| Marie-Josée Jacobs a présenté «Luxembourg et microfinance 2015», un atelier de réflexion stratégique (Photo: Luc Deflorenne) |
Par: Nicolas Raulot | Publié le 04.11.2009 0:00
Micro-potentiel?
Il suffit de parcourir le programme gouvernemental ou de se référer aux récents propos officiels pour comprendre que la microfinance fait partie des nombreuses priorités de la législature. «Nous entendons diversifier les activités de la place financière en misant de manière plus ciblée sur la microfinance... », a déclaré le Premier ministre Jean-Claude Juncker le 29 juillet, mentionnant également l’investissement socialement responsable (ISR), la finance islamique ou la philanthropie.
Rappelons que la microfinance est un instrument de lutte contre la pauvreté. Son principe: offrir des services financiers et des crédits à des exclus du système bancaire traditionnel grâce au relais d’institutions de microfinance (IMF).
Semaine de la microfinance
Jeudi 29 octobre, moins d’un mois avant la «Semaine de la microfinance» qui doit réunir les professionnels du 24 au 26 novembre à l’Abbaye de Neumünster, la ministre de la Coopération et de l’Action humanitaire Marie-Josée Jacobs a aussi présenté «Luxembourg et microfinance 2015», un atelier de réflexion stratégique organisé avec l’ONG luxembourgeoise Ada (Appui au Développement Autonome). «Sur la base d’une expérience de 15 années en matière de microfinance (...), la Coopération luxembourgeoise cherche l’échange de vues et le dialogue entre les acteurs (...)», a expliqué le ministère. Société civile, secteur financier (ABBL, Alfi, agence Luxflag de labellisation des fonds, Fondation du Luxembourg), et ministère des Finances participent aux débats. Avec la bénédiction de la Grande-Duchesse Maria Teresa, décidée à renforcer le statut du Luxembourg en tant que centre d’excellence de la microfinance en Europe et dans le monde.
Le Luxembourg figure dans le peloton de tête des pays les plus généreux en matière d’aide publique au développement, avec une contribution de 0,95% de son PIB. «Le Grand-Duché consacre 19 millions d’euros au projet AFR/017(Afrique/017) qui a commencé en 2008 et court sur cinq ans. Ce projet consiste à renforcer le secteur de la microfinance dans huit pays de l’Union Economique et Monétaire Ouest-Africaine (UEMOA)», explique Nathalie Close, senior manager chez PwC Luxembourg. Le cabinet participe à ce projet en fournissant un appui technique aux IMF et en mettant en place un guide méthodologique d’audit interne et externe.

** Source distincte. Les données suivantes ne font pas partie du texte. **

PR #373, opened 2017-08-16
 EDUCATOR-1104 Fix 500 error in course page.

attiyaIshaque:
### Description
This PR fixes that when the user is not enrolled in the course and credit state is None, it wouldn't raise the 500 error.

### How to Test?

**Production** 
- https://courses.edx.org/courses/course-v1:ASUx+SOC101x+2174C/course/

**Sandbox**
- https://proctoring-app.sandbox.edx.org/courses/course-v1:edx+PC101+2017/course/

### Tests
 - [x] Unit Test

### Reviewers
- [x] @afzaledx 
- [x] @noraiz-anwar 

### Post-review

### DIFF
--- a/edx_proctoring/api.py
+++ b/edx_proctoring/api.py
@@ -1235,7 +1235,7 @@ def _check_eligibility_of_enrollment_mode(credit_state):
     # Also make an exception for the honor students to take the "practice exam" as a proctored exam.
     # For the rest of the enrollment modes, None is returned which shows the exam content
     # to the student rather than the proctoring prompt.
-    return credit_state['enrollment_mode'] == 'verified'
+    return credit_state and credit_state['enrollment_mode'] == 'verified'
 
 
 def _get_ordered_prerequisites(prerequisites_statuses, filter_out_namespaces=None):
--- a/edx_proctoring/tests/test_api.py
+++ b/edx_proctoring/tests/test_api.py
@@ -1648,3 +1648,18 @@ class ProctoredExamApiTests(ProctoredExamTestCase):
         self.assertEqual(len(results['failed_prerequisites']), expected_len_failed_prerequisites)
         self.assertEqual(len(results['pending_prerequisites']), expected_len_pending_prerequisites)
         self.assertEqual(len(results['declined_prerequisites']), expected_len_declined_prerequisites)
+
+    def test_summary_without_credit_state(self):
+        """
+        Test that attempt status summary is None for users who are not enrolled.
+        """
+        exam_id = self._create_exam_with_due_time()
+        set_runtime_service('credit', MockCreditServiceNone())
+
+        timed_exam = get_exam_by_id(exam_id)
+        summary = get_attempt_status_summary(
+            self.user.id,
+            timed_exam['course_id'],
+            timed_exam['content_id']
+        )
+        self.assertIsNone(summary)


edx_proctoring/api.py
```diff
@@ -1235,7 +1235,7 @@ def _check_eligibility_of_enrollment_mode(credit_state):
     # Also make an exception for the honor students to take the "practice exam" as a proctored exam.
     # For the rest of the enrollment modes, None is returned which shows the exam content
     # to the student rather than the proctoring prompt.
-    return credit_state['enrollment_mode'] == 'verified'
+    return credit_state and credit_state['enrollment_mode'] == 'verified'
```
noraiz-anwar: We can enhance readability of this by resolving `credit_state and credit_state['enrollment_mode'] == 'verified'` into a separate variable and then return it.
Something like:
``` python 
my_variable = credit_state and credit_state['enrollment_mode'] == 'verified'
return my_variable
```

edx_proctoring/tests/test_api.py
```diff
@@ -1648,3 +1648,19 @@ def test_declined_prerequisites(self, content_id,
         self.assertEqual(len(results['failed_prerequisites']), expected_len_failed_prerequisites)
         self.assertEqual(len(results['pending_prerequisites']), expected_len_pending_prerequisites)
         self.assertEqual(len(results['declined_prerequisites']), expected_len_declined_prerequisites)
+
+    def test_summary_without_credit_state(self):
+        """
+        Test that status summary is None for unenrolled user
+        that does not have a corresponding credit state.
+        """
```
noraiz-anwar: Sorry I didn't get it. What summary we are discussing here? and corresponding credit state?

noraiz-anwar:
What are steps to observe your fix on sandbox?

edx_proctoring/api.py
attiyaIshaque: To enhance readability its good but when `credit_state` is `None` its check `credit_state['enrollment_mode'] `also. and it raised this error
```
'NoneType' object has no attribute '__getitem__'
```
but in this case, if `credit_state` is `None` its returns in this point `return credit_state`
Make sense?

edx_proctoring/tests/test_api.py
attiyaIshaque: Can you please see this method [get_attempt_status_summary](https://github.com/edx/edx-proctoring/blob/master/edx_proctoring/api.py#L1452)? You will better understand.

attiyaIshaque:
@noraiz-anwar Just observe course home page would not raise server error.

edx_proctoring/api.py
noraiz-anwar: If `credit_state` is `None` it will not check `credit_state['enrollment_mode']` in 
``` python 
my_variable = credit_state and credit_state['enrollment_mode'] == 'verified'
```

edx_proctoring/tests/test_api.py
noraiz-anwar: We can reword this doc string and specify that we are going to check **attempt status summary**. Also we can specify about corresponding credit state, is this state related to enrollment? If yes, then we can simply say 'test that attempt status summary is None for users who are not enrolled'.

edx_proctoring/api.py
afzaledx: Will the credit_state check be more appropriate here: https://github.com/edx/edx-proctoring/blob/2bee14371e8024e9bca0f7460c0df8538a147e59/edx_proctoring/api.py#L1494

noraiz-anwar: @afzaledx thanks for sharing this. 
@attiyaIshaque You can refactor `_check_eligibility_of_enrollment_mode` before using it. credit_state can be checked in this method before doing `credit_state['enrollment_mode'] == 'verified'`.

attiyaIshaque: @afzaledx Its better to check credit_state within the method `_check_eligibility_of_enrollment_mode`

edx_proctoring/tests/test_api.py
attiyaIshaque: @noraiz-anwar i will change the doc string :) thanks

edx_proctoring/api.py
```diff
@@ -1235,7 +1235,9 @@ def _check_eligibility_of_enrollment_mode(credit_state):
     # Also make an exception for the honor students to take the "practice exam" as a proctored exam.
     # For the rest of the enrollment modes, None is returned which shows the exam content
     # to the student rather than the proctoring prompt.
-    return credit_state['enrollment_mode'] == 'verified'
+    if credit_state:
+        credit_state['enrollment_mode'] == 'verified'
+    return credit_state
```
noraiz-anwar: I think it is better to explicitly return `False` here. Caller of this function would be expecting a boolean. Some caller of this function may use this function like
``` python 
if _check_eligibility_of_enrollment_mode == True/False
```

attiyaIshaque:
@noraiz-anwar I am sticking with my this code 
```
 return credit_state and credit_state['enrollment_mode'] == 'verified'
```
Now i am merging it.

PR #375, opened 2017-08-30
EDUCATOR-1256 Fix 500 error when user is not enrolled.

attiyaIshaque:
### Description
This PR fixes that when the user is not enrolled in the course and credit state is None, it wouldn't raise the 500 error.

### Tests
 - [x] Unit Test

### Reviewers
- [x] @afzaledx 
- [x] @Rabia23 

### Post-review

### DIFF
--- a/edx_proctoring/tests/test_student_view.py
+++ b/edx_proctoring/tests/test_student_view.py
@@ -29,7 +29,7 @@ from edx_proctoring.models import (
 )
 from edx_proctoring.runtime import set_runtime_service
 
-from .test_services import MockCreditServiceWithCourseEndDate
+from .test_services import MockCreditServiceWithCourseEndDate, MockCreditServiceNone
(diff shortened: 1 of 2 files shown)


edx_proctoring/tests/test_student_view.py
```diff
@@ -388,6 +388,24 @@ def test_get_disabled_student_view(self):
...
+            course_id=self.course_id,
+            content_id=self.content_id,
+            context={
+                'is_proctored': True,
+                'display_name': self.exam_name,
+                'default_time_limit_mins': 90
+            },
+            user_role='student'
+        )
+        self.assertIsNotNone(rendered_response)
```
awaisdar001: We should check that after the fix `get_student_view` is not raising 500.

attiyaIshaque: Sure @awaisdar001 I will change it.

45% des encours au Luxembourg
Autre exemple de l’implication des autorités luxembourgeoises: dans sa proposition de budget 2010, le gouvernement a prévu l’exemption de la taxe d’abonnement pour les fonds d’investissement en microfinance, également connus sous l’acronyme VIM (véhicules d’investissement en microfinance). De quoi renforcer encore la position de la Place sur cette niche, alors que, selon l’Alfi, «45% des encours des VIM identifiés au niveau mondial sont basés au Luxembourg». «Le cadre réglementaire en vigueur au Luxembourg permet aux fonds de détenir des prêts, ce qui n’est pas le cas dans certains pays comme la France», explique Valérie Arnold, associée chez PwC Luxembourg.
Mais si le Luxembourg peut être fier des effets bénéfiques de sa générosité dans les pays du sud, il n’est pas certain que ce positionnement génère des retombées économiques sur la Place. Certes, le potentiel de croissance des fonds demeure intact en raison de l’engouement des investisseurs. «De 2005 à 2009, les actifs sous gestion des VIM sont passés de 700 millions à 4 milliards d’euros. Certaines études anticipent une progression à 10 milliards d’euros d’ici à 2015», note Valérie Arnold. On reste malgré tout très loin des 1.700 milliards d’encours total des fonds luxembourgeois.
Surtout, cette activité crée peu d’emplois. En tenant compte de l’ensemble des acteurs impliqués sur la Place (ministère, Luxflag, Plate-forme européenne de microfinance, cabinets de conseil...), le secteur n’occupe aujourd’hui qu’une trentaine de personnes au Grand-Duché, dont 20 chez Ada et 6 chez SOS faim, une autre ONG installée à Esch-sur-Alzette. Enfin, comme pour l’industrie des fonds traditionnels, la matière grise est le plus souvent établie à l’étranger. Ainsi, la Sicav luxembourgeoise Dexia Micro-Crédit Fund, un des plus anciens fonds de microfinance, est gérée depuis Genève en Suisse.